La artista que sentía que el destino había influido para conducirla hasta mí ejerció un profundo efecto en mi conocimiento de la naturaleza del análisis. Cuando en medio de este análisis concreto caí inesperadamente en la cuenta de que no veía con claridad mis propias metas, ahondé en el conocimiento de la alquimia como metáfora del proceso, y supe por qué Jung había profundizado tanto en la materia (en Psicología y alquimia; en Psicología de la transferencia, que utiliza un tratado alquímico como recurso explicativo, y en Mysterium Coniunctionis). Empecé a tener la impresión de que el análisis con ella se extraviaba en un laberinto o un dédalo inescrutable. En la mitología, cuando Teseo se interna en el laberinto para enfrentarse al Minotauro tiene la ayuda del hilo dorado de Ariadna para salir. Para mí, como cada nueva esquina y vuelta del dédalo psicológico requería elegir una acción o interpretación, parecía que la intuición era el hilo dorado en el que debía confiar para sacarnos a la luz. Tuve que emplearme en algo mucho más profundo de cuanto conocía por mis prácticas y mi experiencia clínica previa, y gracias a esa experiencia gané humildad y la confianza en recibir ayuda de los sueños y acontecimientos sincronísticos.

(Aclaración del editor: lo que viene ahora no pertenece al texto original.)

PR #404, opened 2024-02-18
Implement file scheme

### LINKED ISSUE #401: Support file: ?
It's sympathic to use cloudpathlib with url `file:`.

Puesto que el análisis es un encuentro humano muy intenso, no es solo el paciente el que se ve afectado por el proceso: el poder de esta relación puede afectar también al terapeuta. Por esta razón, Jung consideró que el proceso analítico era parecido a una reacción alquímica: si un elemento (el paciente) sufre una transformación durante el proceso, el otro (el analista) también se verá afectado. Como analista, tengo la impresión de que mis pacientes entran por la puerta de mi consulta trayendo consigo la oportunidad y la necesidad de descifrar aspectos de mí misma. Los asuntos de los que necesito hacerme consciente, lo que pueda ser un talón de Aquiles, mis puntos débiles, todo parece llegar sincronísticamente a mi consulta. Asumiendo esto, cuando la sincronicidad parece tener algo que ver trayéndome a alguien, me pregunto si será un encuentro significativo tanto para mí como para el paciente.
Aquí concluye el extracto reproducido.